Material for this exercise —
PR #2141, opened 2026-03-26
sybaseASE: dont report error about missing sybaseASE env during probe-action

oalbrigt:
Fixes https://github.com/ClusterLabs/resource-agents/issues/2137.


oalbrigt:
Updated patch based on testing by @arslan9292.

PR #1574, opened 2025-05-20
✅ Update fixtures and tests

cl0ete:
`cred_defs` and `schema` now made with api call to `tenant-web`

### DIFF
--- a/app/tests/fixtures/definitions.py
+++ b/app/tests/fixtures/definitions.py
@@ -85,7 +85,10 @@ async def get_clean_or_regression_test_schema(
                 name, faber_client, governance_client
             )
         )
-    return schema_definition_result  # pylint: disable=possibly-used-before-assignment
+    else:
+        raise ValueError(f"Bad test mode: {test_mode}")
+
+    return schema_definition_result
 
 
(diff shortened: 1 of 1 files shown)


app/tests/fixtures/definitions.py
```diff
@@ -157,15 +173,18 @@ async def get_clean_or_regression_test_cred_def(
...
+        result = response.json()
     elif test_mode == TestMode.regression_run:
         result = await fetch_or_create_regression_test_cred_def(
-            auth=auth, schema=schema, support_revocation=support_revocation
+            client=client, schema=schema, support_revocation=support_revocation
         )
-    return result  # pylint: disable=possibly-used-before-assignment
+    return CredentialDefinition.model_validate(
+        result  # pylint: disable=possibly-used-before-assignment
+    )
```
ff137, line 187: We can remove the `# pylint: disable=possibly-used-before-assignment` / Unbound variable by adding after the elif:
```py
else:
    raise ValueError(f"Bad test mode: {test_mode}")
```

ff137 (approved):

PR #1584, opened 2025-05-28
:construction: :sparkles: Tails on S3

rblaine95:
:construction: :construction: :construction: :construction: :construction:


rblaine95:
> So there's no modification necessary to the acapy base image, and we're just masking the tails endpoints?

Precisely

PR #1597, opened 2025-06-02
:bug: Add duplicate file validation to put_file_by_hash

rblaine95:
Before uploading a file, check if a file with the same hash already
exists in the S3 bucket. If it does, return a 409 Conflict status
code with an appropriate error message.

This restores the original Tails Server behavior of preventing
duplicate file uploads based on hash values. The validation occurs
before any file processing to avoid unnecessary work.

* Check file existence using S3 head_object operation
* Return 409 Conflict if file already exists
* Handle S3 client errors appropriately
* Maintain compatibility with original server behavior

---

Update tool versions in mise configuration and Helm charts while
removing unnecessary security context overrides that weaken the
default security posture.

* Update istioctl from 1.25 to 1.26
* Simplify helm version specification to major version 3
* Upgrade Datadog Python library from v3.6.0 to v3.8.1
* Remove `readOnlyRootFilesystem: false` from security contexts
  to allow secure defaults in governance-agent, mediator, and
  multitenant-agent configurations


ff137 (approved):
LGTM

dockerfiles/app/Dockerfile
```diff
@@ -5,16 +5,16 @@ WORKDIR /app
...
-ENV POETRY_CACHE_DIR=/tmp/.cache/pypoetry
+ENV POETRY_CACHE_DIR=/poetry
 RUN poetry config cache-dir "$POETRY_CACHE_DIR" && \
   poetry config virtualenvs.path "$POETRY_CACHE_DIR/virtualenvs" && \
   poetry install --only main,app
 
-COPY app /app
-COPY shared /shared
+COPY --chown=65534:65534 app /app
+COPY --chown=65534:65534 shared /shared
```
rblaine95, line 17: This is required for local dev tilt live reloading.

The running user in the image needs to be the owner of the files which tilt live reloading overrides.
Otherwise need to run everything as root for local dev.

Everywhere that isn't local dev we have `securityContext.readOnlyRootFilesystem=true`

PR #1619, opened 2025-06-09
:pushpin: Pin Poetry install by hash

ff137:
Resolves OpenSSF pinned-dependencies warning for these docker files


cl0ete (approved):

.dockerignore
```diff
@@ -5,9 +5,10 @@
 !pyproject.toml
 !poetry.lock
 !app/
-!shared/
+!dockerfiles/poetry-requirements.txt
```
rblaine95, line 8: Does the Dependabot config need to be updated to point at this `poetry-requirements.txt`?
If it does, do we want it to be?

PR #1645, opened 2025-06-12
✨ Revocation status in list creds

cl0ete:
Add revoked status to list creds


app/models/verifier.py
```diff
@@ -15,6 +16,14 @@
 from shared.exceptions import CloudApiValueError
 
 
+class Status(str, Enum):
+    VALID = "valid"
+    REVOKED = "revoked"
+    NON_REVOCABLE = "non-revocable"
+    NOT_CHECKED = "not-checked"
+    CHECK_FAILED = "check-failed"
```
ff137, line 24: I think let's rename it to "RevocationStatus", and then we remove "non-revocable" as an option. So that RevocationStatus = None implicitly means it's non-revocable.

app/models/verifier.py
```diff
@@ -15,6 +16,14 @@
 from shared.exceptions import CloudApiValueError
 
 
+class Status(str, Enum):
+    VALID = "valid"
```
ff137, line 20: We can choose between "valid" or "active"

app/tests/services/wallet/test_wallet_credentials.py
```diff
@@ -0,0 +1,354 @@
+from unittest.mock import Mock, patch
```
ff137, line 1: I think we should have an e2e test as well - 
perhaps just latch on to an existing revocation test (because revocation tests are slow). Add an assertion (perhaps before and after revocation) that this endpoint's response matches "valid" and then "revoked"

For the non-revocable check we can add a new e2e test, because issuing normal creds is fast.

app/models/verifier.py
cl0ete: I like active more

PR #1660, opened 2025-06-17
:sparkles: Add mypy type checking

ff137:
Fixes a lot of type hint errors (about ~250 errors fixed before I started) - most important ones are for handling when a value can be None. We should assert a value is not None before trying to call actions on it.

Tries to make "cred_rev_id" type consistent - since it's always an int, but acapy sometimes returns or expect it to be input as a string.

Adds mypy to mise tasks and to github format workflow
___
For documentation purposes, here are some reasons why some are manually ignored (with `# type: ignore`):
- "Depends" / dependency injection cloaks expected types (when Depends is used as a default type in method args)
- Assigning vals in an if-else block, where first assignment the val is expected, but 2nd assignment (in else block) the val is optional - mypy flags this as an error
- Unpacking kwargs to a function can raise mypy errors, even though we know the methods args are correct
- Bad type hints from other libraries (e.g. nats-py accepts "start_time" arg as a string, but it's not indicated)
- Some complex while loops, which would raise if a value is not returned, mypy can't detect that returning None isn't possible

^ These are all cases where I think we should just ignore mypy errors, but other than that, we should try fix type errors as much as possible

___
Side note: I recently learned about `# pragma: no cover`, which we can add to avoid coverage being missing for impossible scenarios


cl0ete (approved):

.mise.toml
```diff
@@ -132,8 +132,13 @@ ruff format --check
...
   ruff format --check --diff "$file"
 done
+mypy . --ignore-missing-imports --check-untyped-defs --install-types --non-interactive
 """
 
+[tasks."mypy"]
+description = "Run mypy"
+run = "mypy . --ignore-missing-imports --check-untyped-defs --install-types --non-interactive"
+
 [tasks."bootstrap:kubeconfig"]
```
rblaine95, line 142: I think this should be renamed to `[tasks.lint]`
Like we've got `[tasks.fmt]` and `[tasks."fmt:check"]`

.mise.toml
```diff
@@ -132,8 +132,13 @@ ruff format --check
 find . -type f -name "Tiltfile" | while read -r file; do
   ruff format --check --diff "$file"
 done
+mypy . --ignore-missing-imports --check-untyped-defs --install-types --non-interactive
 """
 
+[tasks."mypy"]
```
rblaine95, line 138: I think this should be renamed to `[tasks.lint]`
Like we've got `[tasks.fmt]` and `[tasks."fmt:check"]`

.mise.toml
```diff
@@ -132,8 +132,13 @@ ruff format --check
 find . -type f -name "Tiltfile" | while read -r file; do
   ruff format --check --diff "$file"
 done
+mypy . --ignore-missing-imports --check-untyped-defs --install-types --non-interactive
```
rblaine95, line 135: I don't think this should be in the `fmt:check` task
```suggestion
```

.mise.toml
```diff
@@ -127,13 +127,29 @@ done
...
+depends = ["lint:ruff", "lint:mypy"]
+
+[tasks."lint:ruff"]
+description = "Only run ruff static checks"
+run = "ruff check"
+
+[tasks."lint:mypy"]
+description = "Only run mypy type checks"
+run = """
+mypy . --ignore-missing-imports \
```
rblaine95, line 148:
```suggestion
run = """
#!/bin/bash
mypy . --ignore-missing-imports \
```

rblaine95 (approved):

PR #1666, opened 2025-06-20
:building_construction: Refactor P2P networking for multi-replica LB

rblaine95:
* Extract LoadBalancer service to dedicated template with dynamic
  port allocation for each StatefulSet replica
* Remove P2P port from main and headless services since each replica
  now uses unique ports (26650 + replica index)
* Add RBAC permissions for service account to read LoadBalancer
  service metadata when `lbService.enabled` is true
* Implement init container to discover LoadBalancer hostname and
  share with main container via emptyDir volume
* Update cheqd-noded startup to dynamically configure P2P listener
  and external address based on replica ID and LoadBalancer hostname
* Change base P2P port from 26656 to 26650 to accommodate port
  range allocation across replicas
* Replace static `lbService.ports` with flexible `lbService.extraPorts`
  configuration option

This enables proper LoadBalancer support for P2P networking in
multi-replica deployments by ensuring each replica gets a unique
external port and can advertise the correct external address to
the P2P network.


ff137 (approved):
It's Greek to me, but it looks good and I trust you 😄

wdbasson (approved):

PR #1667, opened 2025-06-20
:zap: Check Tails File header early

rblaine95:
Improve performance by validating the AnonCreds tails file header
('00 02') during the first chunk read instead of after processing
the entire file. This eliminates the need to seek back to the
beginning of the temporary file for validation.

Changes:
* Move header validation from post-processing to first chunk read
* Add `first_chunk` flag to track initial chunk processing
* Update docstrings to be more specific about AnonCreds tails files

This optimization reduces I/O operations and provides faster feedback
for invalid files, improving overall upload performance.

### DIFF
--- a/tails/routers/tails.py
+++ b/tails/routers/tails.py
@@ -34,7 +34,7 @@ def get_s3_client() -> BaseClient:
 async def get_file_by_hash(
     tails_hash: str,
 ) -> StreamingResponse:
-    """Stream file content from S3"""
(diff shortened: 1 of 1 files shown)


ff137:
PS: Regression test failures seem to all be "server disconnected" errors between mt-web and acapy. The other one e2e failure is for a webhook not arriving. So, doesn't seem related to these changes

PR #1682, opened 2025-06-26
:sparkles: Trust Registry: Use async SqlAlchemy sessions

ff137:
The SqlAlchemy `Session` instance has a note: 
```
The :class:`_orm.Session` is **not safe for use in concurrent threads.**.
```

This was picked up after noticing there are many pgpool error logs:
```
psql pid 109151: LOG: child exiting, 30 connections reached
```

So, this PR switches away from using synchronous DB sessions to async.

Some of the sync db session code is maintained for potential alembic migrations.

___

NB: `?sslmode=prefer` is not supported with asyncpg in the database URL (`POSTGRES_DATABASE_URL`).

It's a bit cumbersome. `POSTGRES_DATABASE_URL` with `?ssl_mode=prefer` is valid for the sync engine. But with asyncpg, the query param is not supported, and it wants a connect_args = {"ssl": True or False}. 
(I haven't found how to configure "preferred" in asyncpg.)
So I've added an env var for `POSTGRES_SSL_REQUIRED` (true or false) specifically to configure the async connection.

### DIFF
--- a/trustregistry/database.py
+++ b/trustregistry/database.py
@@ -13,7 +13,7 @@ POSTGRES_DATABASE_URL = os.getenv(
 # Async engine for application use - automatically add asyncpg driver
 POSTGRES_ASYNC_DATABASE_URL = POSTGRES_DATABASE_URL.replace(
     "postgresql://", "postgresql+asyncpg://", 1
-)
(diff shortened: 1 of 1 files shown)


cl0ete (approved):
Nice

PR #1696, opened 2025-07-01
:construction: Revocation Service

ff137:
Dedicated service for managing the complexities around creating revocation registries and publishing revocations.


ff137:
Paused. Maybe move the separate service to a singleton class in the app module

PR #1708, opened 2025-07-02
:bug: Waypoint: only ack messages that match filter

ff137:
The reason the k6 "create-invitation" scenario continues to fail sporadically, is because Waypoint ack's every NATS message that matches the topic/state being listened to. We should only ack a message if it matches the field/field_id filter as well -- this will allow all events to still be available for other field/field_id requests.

Task instructions —
Word for word, restate the lines of the data above that fall between the line holding "Tails on S3" and the line holding "the tails endpoints?", inclusive, and no other lines.

Answer —
:construction: :sparkles: Tails on S3

rblaine95:
:construction: :construction: :construction: :construction: :construction:


rblaine95:
> So there's no modification necessary to the acapy base image, and we're just masking the tails endpoints?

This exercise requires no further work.